Proximity Matrix in Random Forest

0
32 In mathematics or statistics, a proximity matrix is a square matrix (two-dimensional array) containing the distances, taken pairwise between the elements of a matrix. Broadly defined; a proximity matrix measures the similarity or dissimilarity between the pairs of matrix.

If measured for all pairs of objects in a matrix e.g. driving distances among a set of Indian cities , the proximity matrix tries to estimate how close two cities are on an average in comparison to rest of the cities within matrix.

Proximity values in the matrix represents the similarity among the object of the matrix; higher the value higher the similarity among the objects.

Analogy from Correlation Matrix: An analogy can be taken from correlation matrix. Just like higher value within correlation matrix represents high correlation among variables of regression; similarly high values in proximity matrix represents the similarity in the behaviors of the two object involved.

Symmetric Matrix: Proximity matrices are normally symmetric, so that the proximity of object a to object b is the same as the proximity of object b to object a. Upper half of the matrix would be mirror image of lower half.

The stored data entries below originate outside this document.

PR #3421, opened 2023-11-08
.Net: Function calling: Add function author role and name property

### LINKED ISSUE #3017: .Net: Function calling: Update ChatMessage to support 'name'

markwallace-microsoft:
### Motivation and Context

Replaces https://github.com/microsoft/semantic-kernel/pull/3302

Resolves #3017 and enables the full function calling scenario as described in the [OpenAI function calling documentation](https://platform.openai.com/docs/guides/gpt/function-calling).

### Description

Adds the "function" author role to allow adding function messages to chat history.  Function messages require a "name" parameter, so this change also adds that to chat message model.

### Contribution Checklist


dotnet/samples/KernelSyntaxExamples/Example59_OpenAIFunctionCalling.cs
```diff
@@ -37,12 +37,14 @@ public static async Task RunAsync()
...
-        await StreamingCompleteChatWithFunctionsAsync("What day is today?", chatHistory, chatCompletion, kernel, requestSettings);
+
+        // Uncomment the samples and run them one at a time
+        //await StreamingCompleteChatWithFunctionsAsync("What day is today?", chatHistory, chatCompletion, kernel, requestSettings);
 
         // Set FunctionCall to auto to let the model choose the best function to use.
         requestSettings.FunctionCall = OpenAIRequestSettings.FunctionCallAuto;
-        await CompleteChatWithFunctionsAsync("What computer tablets are available for under $200?", chatHistory, chatCompletion, kernel, requestSettings);
-        await StreamingCompleteChatWithFunctionsAsync("What computer tablets are available for under $200?", chatHistory, chatCompletion, kernel, requestSettings);
+        //await CompleteChatWithFunctionsAsync("What computer tablets are available for under $200?", chatHistory, chatCompletion, kernel, requestSettings);
```
RogerBarreto, line 46: nit. IMHO I prefer to keep all code that works as non-commented and to improve clarity move it to a specific method.

See: https://github.com/microsoft/semantic-kernel/blob/main/dotnet/samples/KernelSyntaxExamples/Example57_KernelHooks.cs

RogerBarreto (approved):
CLG

dotnet/samples/KernelSyntaxExamples/Example59_OpenAIFunctionCalling.cs
markwallace-microsoft: I'll fix this in a follow up PR

dmytrostruk (approved):

dotnet/src/Connectors/Connectors.AI.OpenAI/AzureSdk/ClientBase.cs
```diff
@@ -390,25 +390,22 @@ private static ChatCompletionsOptions CreateChatCompletionsOptions(OpenAIRequest
...
-        return options;
-    }
+            if (message.AdditionalProperties?.TryGetValue("Name", out string? name) is true)
+            {
+                azureMessage.Name = name;
 
-    private static ChatRole GetValidChatRole(AuthorRole role)
-    {
-        var validRole = new ChatRole(role.Label);
+                if (message.AdditionalProperties?.TryGetValue("Arguments", out string? arguments) is true)
```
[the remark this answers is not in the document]
markwallace-microsoft: Done

dmytrostruk (approved):

leungkimming:
@markwallace-microsoft I found a bug in beta6 that will cause OpenAI to return 500 Internal Server Error. To reproduce, change and execute Example59 as below:
```
        IKernel kernel = await InitializeKernelAsync();
        var chatCompletion = kernel.GetService<IChatCompletion>();
        var chatHistory = chatCompletion.CreateNewChat();

        OpenAIRequestSettings requestSettings = new()
        {
            Functions = kernel.Functions.GetFunctionViews().Select(f => f.ToOpenAIFunction()).ToList(),
        };
        await CompleteChatWithFunctionsAsync("What day is one month later?", chatHistory, chatCompletion, kernel, requestSettings);
``` 
I am using "gpt-3.5-turbo-0613" LLM model.

In fact, I have reported this issue in PR 3302 before. When LLM returns the function calling assistant message to us (record 2 below), the Name field is null and the FunctionCall field contains the function to be called. I am using native OpenAI API call here.
Screenshot 2023-11-10 211552
The name field is used only when returning the function result to LLM via the function message (record 3).
Hence, when we insert the function calling assistant message to chat history and pass it back to LLM, the Name field should also be null. Please consider my version of the foreach loop inside the CreateChatCompletionsOptions method in the ClientBase.cs file. This will fix the bug and LLM would not return 500 server error.
```
{
    if (message.AdditionalProperties?.TryGetValue(NameProperty, out string? name) is true)
    {
        if (message.AdditionalProperties?.TryGetValue(ArgumentsProperty, out string? arguments) is true)
        {
            azureMessage.FunctionCall = new FunctionCall(name, arguments);
        }
        else
        {
            azureMessage.Name = name;
        }
    }
}
```

PR #3422, opened 2023-11-08
.Net: Add ReturnParameterView for native functions

momuno:
### Motivation and Context

More specific information on the output of native functions is needed to enable planners.
This change provides a way to describe an output for a native function using an attribute, and a way to view this description along with the output return type via FunctionView.

### Description

- MathPlugin.cs - Adds return Description usage as an example.
- FunctionView.cs - Adds ReturnParameterView to FunctionView
- ReturnParameterView.cs - New ReturnParameterView. Has a description. Waiting on type until design decision made.
- NativeFunction.cs - Adds ReturnParameterView to NativeFunction. Adds ReturnParameterView to MethodDetails and updates logic in GetMethodDetails to access the return parameter's Description.
- SKFunction.cs - Adds ReturnParameterView parameter.
- FunctionViewTests.cs - Adds unit tests for FunctionView and logic around attributes in GetMethodDetails.


dotnet/src/SemanticKernel.Abstractions/Functions/FunctionView.cs
```diff
@@ -15,14 +15,21 @@ namespace Microsoft.SemanticKernel;
...
 {
     /// <summary>
     /// List of function parameters
     /// </summary>
     public IReadOnlyList<ParameterView> Parameters { get; init; } = Parameters ?? Array.Empty<ParameterView>();
+
+    /// <summary>
+    /// Function output
+    /// </summary>
+    public OutputView Output { get; init; } = Output ?? new OutputView();
```
markwallace-microsoft, line 34: `ReturnParameterView` might be a better name, following the pattern here: https://learn.microsoft.com/en-us/dotnet/api/system.reflection.methodinfo.returnparameter?view=net-7.0

Or `ReturnValueView`

dotnet/src/SemanticKernel.Abstractions/Functions/OutputView.cs
```diff
@@ -0,0 +1,15 @@
...
+#pragma warning restore IDE0130
+
+/// <summary>
+/// Class used to copy and export data about function output for planner and related scenarios.
+/// </summary>
+/// <param name="Description">Function output description</param>
+/// <param name="Type">Function output return type</param>
+public sealed record OutputView(
+    string? Description = null,
+    System.Type? Type = null);
```
markwallace-microsoft, line 15: We should have a consistent way to specify types for parameters and return values

markwallace-microsoft (commented):
Like to here others thoughts on the naming

dotnet/src/SemanticKernel.Abstractions/Functions/FunctionView.cs
momuno: Good idea.  I use ReturnParameter in the NativeFunction.cs GetMethodDetails()

lemillermicrosoft (approved):

dotnet/src/Plugins/Plugins.Core/MathPlugin.cs
```diff
@@ -21,6 +21,7 @@ public sealed class MathPlugin
     /// <param name="amount">The amount to add as a string.</param>
     /// <returns>The resulting sum as a string.</returns>
     [SKFunction, Description("Adds an amount to a value")]
+    [return: Description("Summation of two values.")]
```
TaoChenOSU, line 24: nit: the description sounds more like the function description. I would expect the description of the return parameter to be something like "The resulting value".

dotnet/src/Plugins/Plugins.Core/MathPlugin.cs
```diff
@@ -33,6 +34,7 @@ public sealed class MathPlugin
     /// <param name="amount">The amount to subtract as a string.</param>
     /// <returns>The resulting subtraction as a string.</returns>
     [SKFunction, Description("Subtracts an amount from a value")]
+    [return: Description("Difference that results from subtracting an amount from a value")]
```
TaoChenOSU, line 37: nit: Same as above.

TaoChenOSU (approved):

dotnet/src/SemanticKernel.Core/Functions/NativeFunction.cs
```diff
@@ -293,12 +310,16 @@ private void ThrowNotSemantic()
             }
         }
 
-        string? description = method.GetCustomAttribute<DescriptionAttribute>(inherit: true)?.Description;
+        string? methodDescription = method.GetCustomAttribute<DescriptionAttribute>(inherit: true)?.Description;
```
SergeyMenshykh, line 313: nit: Consider renaming this variable to `functionDescription` to align it with the one above, `functionName`.

SergeyMenshykh (approved):

dotnet/src/Plugins/Plugins.Core/MathPlugin.cs
momuno: I believe "The resulting value" is too generic. If someone told me the return of a function was "the resulting value", I would say "of course" and then ask, "the resulting value of doing what?"  On the other hand, "summation" is the technical term for the result of adding two values.

Additionally, (yes a pun), this can be updated later to whatever works best for the planners.

dotnet/src/Plugins/Plugins.Core/MathPlugin.cs
momuno: i can just put "the difference"

momuno:
Thanks everyone for your feedback.  Definitely think the naming and descriptions have improved as a result!

lemillermicrosoft (approved):

Issue #3083, opened 2023-10-05
.Net: OpenAI plugins have hardcoded values (payload, server URL, and content type) for body requests


matthewbolanos:
When creating an OpenAI plugin, the request body is called "Payload" and the content type is also requested by the planner.

<img width="1437" alt="image" src="https://github.com/microsoft/semantic-kernel/assets/1409190/9c476d6e-a564-4e17-993b-2488f463cbcc">

To allow a developer to create plugins that behave functionally identical to plugins written with semantic/native functions, the server URL and content type should not be required (this might be possible today) and instead of "Payload" the underlying properities should be exposed to the LLM.

At the end of this work, a user should be able to author the same function as a native function and as an API and have the same rendered prompt created for planners.

matthewbolanos:
Closed since this was completed

PR #3427, opened 2023-11-08
.Net: Remove the artificially created server-url parameter from OpenAPI function parameter view

TaoChenOSU:
### Motivation and Context

The kernel will artificially add a parameter named `serverl-url` to the parameter view of an OpenAPI function when the function is registered to the kernel. The optional `server-url` parameter allows planners to dynamically provide an alternative server url to override the one that is registered with the plugin. The flexibility offered by this parameter can occasionally lead to confusion among planners, causing them to create plans that fail to execute.

Local plugins and OpenAPI plugins should be indifferent to the planners. We are removing this artificially created parameter to improve the performance of planners in creating valid function calls regardless of the function type.

We are aware that there are OpenAPI plugins that require `server-url` override, such as the Jira plugin and the Azure Key Vault plugin. For these plugins, it's still possible to provide a server url at import/registration time, through the optional `OpenAIFunctionExecutionParameters` parameter (please refer to the updated kernel syntax example 22 and 24).

Tracked by: https://github.com/microsoft/semantic-kernel/issues/3083

### Description
1. Remove the `server-url` from the parameter view of OpenAPI functions.
2. Update unit tests.
3. Update kernel syntax example 22 and 24.

### Contribution Checklist

### DIFF
--- a/dotnet/samples/KernelSyntaxExamples/Example22_OpenApiPlugin_AzureKeyVault.cs
+++ b/dotnet/samples/KernelSyntaxExamples/Example22_OpenApiPlugin_AzureKeyVault.cs
@@ -49,11 +49,14 @@ public static class Example22_OpenApiPlugin_AzureKeyVault
         var plugin = await kernel.ImportOpenApiPluginFunctionsAsync(
             PluginResourceNames.AzureKeyVault,
             stream!,
-            new OpenApiFunctionExecutionParameters { AuthCallback = authenticationProvider.AuthenticateRequestAsync });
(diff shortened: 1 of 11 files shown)


TaoChenOSU:
Still need to update kernel syntax example 24.

SergeyMenshykh (approved):

glahaye (approved):
Thank you for this.  The code was way too convoluted before and absolutely confused the planners (and software engineers, too)!

teresaqhoang (approved):

SergeyMenshykh (approved):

Proximity in Random Forest: Proximities are calculated for each pair of cases/observations/sample points. If two cases occupy the same terminal node through one tree, their proximity is increased by one. At the end of the run of all trees, the proximities are normalized by dividing by the number of trees. Proximities are used in replacing missing data, locating outliers, and producing illuminating low-dimensional views of the data.

Let’s say that you have N observations (i.e. rows of data). For every pair of observations, the proximity measure tells you the percentage of time they end up in the same leaf node. For example, if your random forest consisted of 100 trees, and a pair of observations end up in the same leaf node in 80 of the 100 trees. Then the proximity measure is 80/100 = 0.8. The higher the proximity measure, the more similar the pair of observations.